第43話

 妙に綺麗な風呂敷が、居間に広げられていた。その中心にはまだ温かさの残る握り飯が数個積み上げられていた。その近くには、浩太を治療した時と同じ鍋が置かれていた。その中身は白い粥に代わっていて、米粒の形もわからない程、丁寧にすり潰され煮込まれていた。


「農家さんに頼んで貰ってきたの。幽冥君はゆっくり噛んで食べてね。久美ちゃんはお粥の方を食べて」

「お腹いっぱいにならない」

「でも急に食べると、お腹痛くなっちゃって、危ないから」


 そう言って、桃家は寝ぼけている久美に、ひと匙、粥を舐めさせた。久しぶりに食べた綺麗な米の味だったからか、彼女はもっともっとと粥をせがんだ。


「綺麗なお米って、良い匂いなのね」


 拙い舌で、久美がそう笑った。彼女にとっては初めての経験なのだ。「そうだよ」と俺が笑って見せると、その視界に眉を顰める桃家がいた。人差し指を口元に置いて、甘える久美に見えないように、桃家の言葉を止めた。すると、桃家は俺の耳元に顔を寄せて、囁き始めた。


「初めて、なの?」

「久美が物心つく頃には、父はあんなだったので」

「……その前は?」


 桃家に問われて、自分の記憶を思い起こす。かつての父母の姿。俺の記憶が芽生えた頃は、まだこんな家ではなかった。祖父母もまだこの家に住んでいた覚えがある。山の中にある工場の他に、家の隣には曾祖父の時代まで使っていた小さな工場こうばがあって、そこで祖父が玩具を作ってくれたりしていた。宵子は特に、金属刃が沢山ついた細断機か何かでダンボール何かを細かくして、自分で作ったぬいぐるみの綿替わりするなどしていた覚えがあった。そんな古い記憶の中にあった工場は、今では全てが錆びついて、動かなくなっていた。ゴミと草木に染められたその場所を、俺は額の内で噛みしめた。


「さあ、どうだったか」


 自分の声が震えていることに気付いた。桃家が何か言葉を吐こうと口を開いた。しかし、唐突に、くんっと腕の袖を引かれて、そちらの方に二人で目をやった。背後で浩太が薄らと目を開けていた。


「浩太」


 俺が名前を呼ぶと、すぐに桃家がその汗だらけの顔を拭った。このゴミ山の中でよく機敏に動けると、感心すらあった。


「浩太君、お水飲める?」


 そう言う桃家に、俺は水の入った器を渡して、その手が行く先を見ていた。いつの間にか久美も俺の背中に抱きついて、浩太の姿を見ていた。静かに過ぎる時間の中、ゆっくりと浩太が水を飲んで、差し出された匙についた粥を舐めた。僅かに桃家の頬が緩んでいるのがわかった。彼女は浩太に少しずつ粥を舐めさせていった。

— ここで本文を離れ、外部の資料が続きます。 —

PR #84, opened 2018-10-10
Configurable initialization header for cargo-screeps

daboross:
Depends on #85.

Previously, `cargo-screeps` generated a fixed header in `main.js` for initializing the WASM module.

This allows changing that header on a per-project basis so as to allow including things at the user's discretion. I'm imagining this could be commonly used for things like not trying to load the WASM module if a user's bucket is below 500, or measuring exact CPU usage of each step loading the WASM.

Another use case would be integrating a rust wasm module into another project. We already allow changing the file name from `main.js` to something else, this would also allow custom initialization, for example to export things out to other modules.

## Functional changes

In addition to allowing customization, this changes the default initialization to cache the WASM module, reusing it if later initialization fails. I discovered the need for this when recently trying out a project and finding initialization timing out. The WASM module cached has no state, it's purely compiled code, so it should be completely safe.

### DIFF
--- a/cargo-screeps/README.md
+++ b/cargo-screeps/README.md
@@ -110,6 +110,57 @@ This configures general build options.
 - `output_js_file`: the javascript file to export bindings and bootstrapping as
   (default `"main.js"`)
 - `output_wasm_file`: the WASM file to rename compile WASM to (default `"compiled.wasm"`)
+- `initialize_header_file`: a file containing the JavaScript for starting the WASM instance. See
+  [overriding the default initialization header](#overriding-the-default-initialization-header)
+
+## Overriding the default initialization header
+
+`cargo-screeps` tries to make a reasonable `main.js` file to load the WASM. However, it's pretty
+basic, and you might find you want to do some things in JavaScript before loading the WASM module.
+
+Luckily, you can override this initialization! Set `build.initialize_header_file` to a file containing the JavaScript initialization code.
+
+The code will have access to two utility functions, `wasm_fetch_module_bytes` and `wasm_create_stdweb_vars`:
+
+```js
+/**
+ * Fetches WASM bytes for the wasm module.
+ *
+ * These should be given to `new WebAssembly.Module` to instantiate a WebAssembly module.
+ */
+function wasm_fetch_module_bytes() { /* ... */ }
+
+/**
+ * Creates the stdweb wrapper for a module instance.
+ *
+ * It has two properties, `imports` and `initialize`. `imports` should be passed as the second
+ * argument to `new WebAssembly.Instance` to provide the WASM module with imports, and `initialize`
+ * should be called on the resulting WebAssembly instance.
+ *
+ * Calling `initialize` will finish associating the imports with the wasm module, and will call the
+ * rust module's main function.
+ */
+function wasm_create_stdweb_vars() { /* ... */ }
+```
+
+When you override the initialization, you will need to perform it yourself. Here is the default initialzation header for reference:
+
+```js
+"use strict";
+let wasm_module = null;
+
+function wasm_initialize() {
+    if (wasm_module == null) {
+        let wasm_bytes = wasm_fetch_module_bytes();
+        wasm_module = new WebAssembly.Module(wasm_bytes);
+    }
+    let stdweb_vars = wasm_create_stdweb_vars();
+    let wasm_instance = new WebAssembly.Instance(wasm_module, stdweb_vars.imports);
+    stdweb_vars.initialize(wasm_instance);
+}
+
+module.exports.loop = wasm_initialize;
+```
 
 # Updating `cargo screeps`
 
--- a/cargo-screeps/README.md
+++ b/cargo-screeps/README.md
@@ -118,51 +118,13 @@ This configures general build options.
 `cargo-screeps` tries to make a reasonable `main.js` file to load the WASM. However, it's pretty
 basic, and you might find you want to do some things in JavaScript before loading the WASM module.
 
-Luckily, you can override this initialization! Set `build.initialize_header_file` to a file containing the JavaScript initialization code.
+Luckily, you can override this initialization! Set `build.initialize_header_file` to a file
+containing the JavaScript initialization code.
 
-The code will have access to two utility functions, `wasm_fetch_module_bytes` and `wasm_create_stdweb_vars`:
+Two utility functions `wasm_fetch_module_bytes` and `wasm_create_stdweb_vars` will always be
+created, but the initialization header controls what actually runs.
 
-```js
-/**
- * Fetches WASM bytes for the wasm module.
- *
- * These should be given to `new WebAssembly.Module` to instantiate a WebAssembly module.
- */
-function wasm_fetch_module_bytes() { /* ... */ }
-
-/**
- * Creates the stdweb wrapper for a module instance.
- *
- * It has two properties, `imports` and `initialize`. `imports` should be passed as the second
- * argument to `new WebAssembly.Instance` to provide the WASM module with imports, and `initialize`
- * should be called on the resulting WebAssembly instance.
- *
- * Calling `initialize` will finish associating the imports with the wasm module, and will call the
- * rust module's main function.
- */
-function wasm_create_stdweb_vars() { /* ... */ }
-```
-
-When you override the initialization, you will need to perform it yourself. Here is the default initialzation header for reference:
-
-```js
-"use strict";
-let wasm_module = null;
-
-function wasm_initialize() {
-    if (wasm_module == null) {
-        let wasm_bytes = wasm_fetch_module_bytes();
-        wasm_module = new WebAssembly.Module(wasm_bytes);
-    }
-    let stdweb_vars = wasm_create_stdweb_vars();
-    let wasm_instance = new WebAssembly.Instance(wasm_module, stdweb_vars.imports);
-    stdweb_vars.initialize(wasm_instance);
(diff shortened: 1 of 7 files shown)


cargo-screeps/README.md
```diff
@@ -46,7 +46,114 @@ This is not fully tested, but feel free to use! Issues are welcome.
...
+  [overriding the default initialization header](#overriding-the-default-initialization-header)
+
+## Overriding the default initialization header
+
+`cargo-screeps` tries to make a reasonable `main.js` file to load the WASM. However, it's pretty
+basic, and you might find you want to do some things in JavaScript before loading the WASM module.
+
+Luckily, you can override this initialization! Set `build.initialize_header_file` to a file containing the JavaScript initialization code.
+
+The code will have access to two utility functions, `wasm_fetch_module_bytes` and `wasm_create_stdweb_vars`:
```
ASalvail: Wouldn't that part be much easier to understand if you made a template or maybe just commented `default_initialization_header`?

cargo-screeps/README.md
```diff
@@ -46,7 +46,114 @@ This is not fully tested, but feel free to use! Issues are welcome.
...
+ *
+ * Calling `initialize` will finish associating the imports with the wasm module, and will call the
+ * rust module's main function.
+ */
+function wasm_create_stdweb_vars() { /* ... */ }
+```
+
+When you override the initialization, you will need to perform it yourself. Here is the default initialzation header for reference:
+
+```js
```
ASalvail: For instance, you could simply point out what is essential here and what isn't. Where could I insert code and when would it be called?

It might also be just my js ignorance talking...

cargo-screeps/src/build.rs
```diff
@@ -188,65 +175,105 @@ if( typeof Rust === "undefined" ) {
...
-(function( factory ) {{
-    // stripped for screeps usage
-    factory();
-}}( function() {{
-    return (function( module_factory ) {{
-        // replaced with hardcoded grab for screeps usage
-        var instance = module_factory();
+        r#"{}
+
+/**
```
ASalvail: Could the following also be extracted in their own template rather than hardcoded here?

Also, I'm not sure what I think of the comments in the js file, especially hardcoded ones. I know we are talking about a few bytes, but this is still bytes that could be used for code rather than for comments.

daboross: Yeah, comments could definitely be removed. If we're that pressed for bytes, though, running a minimizer on main.js would remove these comments and more.

The reason this section is hardcoded right now is that it's so closely tied to `cargo-web` version. Particularly if the output format changes, we'll need to change both the prefix/suffix patterns and these functions to correctly get the right part of stdweb's wrapper.

We could pull it out into a template, but I don't see any need for customization, and we would have two or more places to modify when updating to new `cargo-web` changes. Then, if a user has customized it, they're customizations will break when updating `cargo-web` and `cargo-screeps`. I'm hoping by keeping this as part of `cargo-screeps` we can make it the more stable interface that further customizations can build on.

cargo-screeps/README.md
daboross: :+1: this is a good idea. I'll write a more in-depth guide to address this and to give a better idea of customizations.

cargo-screeps/README.md
daboross: I'm not sure? I mean I wrote this section with the intention of someone who knows the WebAssembly JavaScript types. I thought that giving a clear idea of what someone writing a custom function has access to would be better than _only_ example code.

I can definitely make more documentation here and write more example code, better commented, but I think showing the functions one can call provides value that well-commented example code doesn't.

daboross:
Thanks for looking at this!

I'll go over and write more/better documentation for this soon.

---

There's one other thing I'm wary about here. Right now, in this PR, `initialization_header_file` is stuck in with `screeps.toml`, and all other configuration options in that file are somewhat sensitive / per-user. I imagine `initialization_header_file`, on the other hand, would want to be the same for a project regardless of who's deploying it: JavaScript code inlined in rust projects can rely on the functions the initialization header provides, and rely on its behavior.

I'm considering splitting `screeps.toml` into `screeps-deploy.toml` and `screeps-build.toml` for this reason. `screeps-deploy.toml` would be what `screeps.toml` currently is - it would be kept out of version control and configured per deploying user. `screeps-build.toml` would be checked in to version control and managed like `Cargo.toml` and other source files.

cargo-screeps/README.md
ASalvail: Of course, I think I meant "in addition of".

ASalvail:
I can see the value in your suggestion, even though I think this would have been only a slight annoyance.

However, your comment does make me realize that you didn't change `screep-default.toml` with the new parameter.

daboross:
> I can see the value in your suggestion, even though I think this would have been only a slight annoyance.

I think I'm starting to agree more with this - that it wouldn't be too valuable. Projects can already have `screeps-default.toml`, and that might as well contain these settings.

I've made some doc improvements and rebased, I'll push those updates now.

cargo-screeps/docs/initialization-header.md
```diff
@@ -0,0 +1,136 @@
...
+        // Fetch the source byte array. `wasm_fetch_module_bytes` just returns
+        // require('wasm_module_name'), but it's useful to have as a separate function
+        // so we don't hardcode the module name.
+        let wasm_bytes = wasm_fetch_module_bytes();
+        // Compile the module. I've found that this can time out, but because of however it works,
+        // `wasm_module` will still be initialized.
+        wasm_module = new WebAssembly.Module(wasm_bytes);
+    }
+    // Initialize `stdweb`. This returns an object with an `initialize` function and `imports`
+    // object, meant to be used as bellow:
```
ASalvail: bellow -> below

cargo-screeps/docs/initialization-header.md
```diff
@@ -0,0 +1,136 @@
...
+    module.exports.loop();
+}
+
+module.exports.loop = wasm_initialize;
+```
+
+For reference, see [WebAssembly.Module] and [WebAssembly.Instance] docs.
+
+The two utility functions, `wasm_fetch_module_bytes` and `wasm_create_stdweb_vars` will always be
+generated, regardless of initialization header. Their purpose is to provide an interface to stdweb's internal initialization, and to remain stable between stdweb and cargo-web updates.
```
ASalvail: This seems like an unusually long line.

cargo-screeps/docs/initialization-header.md
```diff
@@ -0,0 +1,136 @@
...
+    // object, meant to be used as bellow:
+    let stdweb_vars = wasm_create_stdweb_vars();
+    // Create the WebAssembly instance.
+    let wasm_instance = new WebAssembly.Instance(wasm_module, stdweb_vars.imports);
+    // Run the remaining stdweb initialization. This is fairly short, just some things to make sure
+    // callbacks work right and such. This will also run the rust `main` function.
+    stdweb_vars.initialize(wasm_instance);
+    // Now we run the actual main loop - this assumes that the rust `main` function overwrites
+    // `module.exports.loop`.
+    module.exports.loop();
```
ASalvail: Isn't that equivalent to recursively calling `wasm_initialize`? Or does that bind beforehand and now it basically injects `wasm_initialize` before `module.exports.loop()` is called?

cargo-screeps/docs/initialization-header.md
```diff
@@ -0,0 +1,136 @@
...
+    }
+    // Initialize `stdweb`. This returns an object with an `initialize` function and `imports`
+    // object, meant to be used as bellow:
+    let stdweb_vars = wasm_create_stdweb_vars();
+    // Create the WebAssembly instance.
+    let wasm_instance = new WebAssembly.Instance(wasm_module, stdweb_vars.imports);
+    // Run the remaining stdweb initialization. This is fairly short, just some things to make sure
+    // callbacks work right and such. This will also run the rust `main` function.
+    stdweb_vars.initialize(wasm_instance);
+    // Now we run the actual main loop - this assumes that the rust `main` function overwrites
```
ASalvail: main -> game. I got confused about why the `main` from rust was called multiple time.

cargo-screeps/docs/initialization-header.md
daboross: The second, if I understand correctly.

`stdweb_vars.initialize` will call the `fn main()` in rust code, and it's assumed that that function does `module.exports.loop = @{some_rust_fn};`.

So- yes, this is essentially injecting `wasm_initialize` before the regular `loop` function.

cargo-screeps/docs/initialization-header.md
daboross: Could you explain more?

I really do mean the `main` function here. Like, `fn main() {` in `src/main.rs`, written in rust.

ASalvail: But as far as I understand it, the `module.exports.loop` function at this point points to the rust `game_loop` (in terms of the rust starter script) not the `main` function from the rust code. Isn't that right?

ASalvail: As in 
> Now we run the actual ~main~ game loop

daboross: Oh! Right. Definitely- I misunderstood.

daboross:
I think my documentation is a bit imperfect, but probably better than nothing given the functionality increase this offers. Going to merge this and hope we can improve it and make it more clear in future PRs?

PR #86, opened 2018-10-14
Implements SpawnOptions and Spawning

ASalvail:
I modified a little bit how `SpawningOptions` worked to be more similar to the other builders we have peppered throughout the library. At the same time, I made it so it is actually supported via a `spawn_creep_with_options` method.

I also added a `Spawning(Reference)` that covers the `StructureSpawn.spawning` accessor. I was mostly done when I realized it may have made more sense to just put all the accessors within the `StructureSpawn` reference, but as we try to emulate the base API as closely as possible, I figured this would fit best.

### DIFF
--- a/screeps-game-api/src/objects/mod.rs
+++ b/screeps-game-api/src/objects/mod.rs
@@ -87,6 +87,8 @@ reference_wrappers!(
     StructureRoad,
     #[reference(instance_of = "StructureSpawn")]
     StructureSpawn,
+    #[reference(instance_of = "Spawning")]
+    Spawning,
     #[reference(instance_of = "StructureStorage")]
     StructureStorage,
     #[reference(instance_of = "StructureTerminal")]
--- a/screeps-game-api/src/objects/mod.rs
+++ b/screeps-game-api/src/objects/mod.rs
@@ -295,8 +295,7 @@ pub unsafe trait CanStoreEnergy: StructureProperties {
 ///
 /// # Contract
 ///
-/// The reference returned from `AsRef<Reference>::as_ref` must be have an
-/// `energy` and an `energyCapacity` properties. Also, that energy can be used
+/// The reference returned from `AsRef<Reference>::as_ref` must be able to be used
 /// by a spawner to create a new creep.
 pub unsafe trait HasEnergyForSpawn: CanStoreEnergy {}
 
--- a/screeps-game-api/src/objects/mod.rs
+++ b/screeps-game-api/src/objects/mod.rs
@@ -289,6 +289,15 @@ pub unsafe trait CanStoreEnergy: StructureProperties {
     }
 }
 
+/// Used to specify which structures can use their stored energy for spawning creeps.
+///
+/// # Contract
+///
+/// The reference returned from `AsRef<Reference>::as_ref` must be have an
+/// `energy` and an `energyCapacity` properties. Also, that energy can be used
+/// by a spawner to create a new creep.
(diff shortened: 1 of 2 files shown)


daboross:
Looks good!

I'm a bit sad to have

```rust
structure_spawn.spawn_creep_with_options(
    &[MOVE, CARRY, WORK]
    name,
    SpawnOptions::new()
        .memory(&memory)
        .directions(&directions)
)
```

rather than

```rust
structure_spawn
    .spawn(&[MOVE, CARRY, WORK], &name)
    .memory(&memory)
    .directions(&directions)
    .execute()
```

but I suppose the former is more consistent with other builder patterns...

Looking at `SpawnOptions`, it seems I didn't actually build it in the builder style which would allow chaining like `.memory(&memory).directions(&directions).execute()`... That was certainly the intention. I have no idea how I missed that and didn't include `-> &mut Self` returns.

---

Regardless, the `Spawning` structure looks good, and I'm OK with getting rid of the nicer-looking `spawn` method for the sake of consistency.

screeps-game-api/src/objects/mod.rs
```diff
@@ -289,6 +291,15 @@ pub unsafe trait CanStoreEnergy: StructureProperties {
     }
 }
 
+/// Used to specify which structures can use their stored energy for spawning creeps.
+///
+/// # Contract
+///
+/// The reference returned from `AsRef<Reference>::as_ref` must be have an
+/// `energy` and an `energyCapacity` properties. Also, that energy can be used
+/// by a spawner to create a new creep.
```
daboross: Small nit: this fact should already be implied by the thing implementing the contract for `CanStoreEnergy`. Would this structure be something like "... must be accepted by `energyStructures` option in `StructureSpawn.spawnCreep`"?

daboross:
Regarding

> At the same time, I made it so it is actually supported via a spawn_creep_with_options method.

I believe `SpawningOptions` should already be fully supported through the `.execute()` method. Is it currently broken?

screeps-game-api/src/objects/mod.rs
ASalvail: Aren't those two formulation equivalent? I can remove the part about `energy` and `energyCapacity` though.

ASalvail:
> I believe `SpawningOptions` should already be fully supported through the .execute() method. Is it currently broken?

Yes, I realized after the fact that this is what you had in mind afterwards. Without the small example, I was baffled as to why the implementation was done this way and I just assumed that it was due to being done at the beginning of the project.

screeps-game-api/src/objects/mod.rs
daboross: `spawnCreep` specifically checks that the structures in `energyStructures` are `StructureSpawn` or `StructureExtension`: https://github.com/screeps/engine/blob/9d9c6165a48efd31ee3cb87730fb5092a3b10b9f/src/game/structures.js#L1119 - it won't accept just any object with `energy` and `energyCapacity`.

`HasEnergy` on the other hand just requires that it wraps some JS object which has `energy` and `energyCapacity`, right? `StructureLab` is `HasEnergy` and it has `energy` and `energyCapacity` fields, but it wouldn't be valid to implement `HasEnergyForSpawn` for it since `spawnCreep` would not accept it.

daboross: oh, nevermind, you did have that in there. My apologies I completely missed the "also, that energy can be used by a spawner to create a new creep".

daboross:
Yeah, it was a bit haphazard and untested. Still, it was _somewhat_ thought through.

 もう何も俺に出来ることは無いと悟って、抱きつく久美に粥を飲ませた。片手間に握り飯を口に入れた。それと同時に、壁にかけてあった時計が目に入った。既に時刻は九時を回っていた。

 思えば、飯の臭いがするというのに、あの母が何処にもいなかった。襖の隙間、棚の間、空間の断片に母の痕跡を探した。そうやって頭を振ると、僅かに汗が耳の中に入った。不快感が嫌な予感と共に脳を巡った。


「桃家さん、全部隠して」

「え?」

「早く!」


 枯れた喉を絞って、居間に広がった米を傍にあったゴミで覆った。外からエンジン音が聞こえた。ピーピーピーという、家の裏口の簡易テントの中にバックで車を入れる音。荒々しいブレーキと車両の駆動音に心臓を捥がれるような感覚を覚える。事の重大さに気付いた桃家が、浩太と久美を襖の奥に隠した。

 裏口からゴミを押しのけて歩く男の足音。床に穴でも開けたいのか、駄々でも捏ねているのか、それは異様に力強かった。時々よろけるような音が聞こえ、酒の匂いが僅かに漂った。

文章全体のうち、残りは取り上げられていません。